In the mid-90’s psychologist Janis Abrahms Spring, Ph.D., along with husband Michael Spring, wrote what may be the best book for couples, gay and straight, trying to recover from one partner’s affair. After the Affair: Healing the Painand Rebuilding Trust When a Partner Has Been Unfaithful now has a revised edition, with a new section regarding cyber-affairs.
A review of After the Affair by Samantha Smithstein, another psychologist, names the three stages of recovery outlined in this book:
- Reacting to the Affair
- Deciding Whether or Recommit or Quit
- Rebuilding Your Relationship
What about the issue of whether or not to confess an affair to begin with? From an interview with Spring in the New York Times:
Some experts say you absolutely must reveal it in order to rebuild your relationship. When you reveal your affair, it deconstructs your relationship and allows for a new level of honesty.
Other experts say you absolutely must not reveal it. When you do, you destroy the spirit of the hurt partner. They never recover. Keep it to yourself.
I have found that people go on to build better bonds, better marriages, after telling and after not telling. What is essential is to understand the meaning of the affair, why they had the affair and to address those issues.

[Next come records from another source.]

Issue #912, opened 2018-06-22
Beta Binomial CDF gives non-monotone results


wds15:
#### Summary:
CDF functions should always return monotone output with increasing input value. The BetaBinomial CDF does violate this.

#### Description:
See Stan program below which fails under cmdstan 2.17.1 and develop (as of 22nd June 18).

#### Reproducible Steps:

One of the dangers of not telling is that people give up the lover, return to the marriage, but they never face the problem and so they live in a prison. They come back to something stale or damaged and they never work to reinvent their relationship. That’s not good for anyone.
Let’s say confession has occurred, recovery has begun, but forgiveness is a sticking point. If so, she has another excellent resource, How Can I Forgive You?: The Courage to Forgive, the Freedom Not To (2004). Like After the Affair, this book presents original ideas that came from her many years of clinical experience.
Not for issues of infidelity only, this book advises that you may or may not decide forgiveness is the choice for you.
As stated in the book description, Spring “…proposes a radical, life-affirming alternative that lets us overcome the corrosive effects of hate and get on with our lives—without forgiving. She also offers a powerful and unconventional model for genuine forgiveness—one that asks as much of the offender as it does of us.”
Selected Quotes from After the Affair
Love is not static. We grow dissatisfied and move apart; affection returns and we pull together again. Some people, ignorant of the process, pull away when the good times end and assume the bad times will last forever. These people flee, mope, or drift into affairs. Others see the ups and downs as part of a dynamic process, which, when anticipated and understood, can enrich and revitalize their relationship, even give it an added punch.
What I need you to tell me is, ‘I’m not sure, but I turn down temptations every day. I eat salads when I crave hot fudge sundaes, I force myself to go to the health club when I’m feeling dead tired, I discipline myself in a hundred ways to keep myself healthy, and I can do the same for us.’ If you’re so unsure about controlling your impulses, why should I believe you won’t cheat on me again?
This doesn’t mean that you have to feel certain about your future together, only that you must behave as if you feel certain, while you work on changing the ways you perceive and treat each other. Put your negative feelings aside, commit to each other, demonstrate your commitment by engaging in the trust- and intimacy-building strategies, and then, and only then, see whether you feel more loving, and more loved. If you wait to feel more positive before you act more positively, your relationship won’t last the course.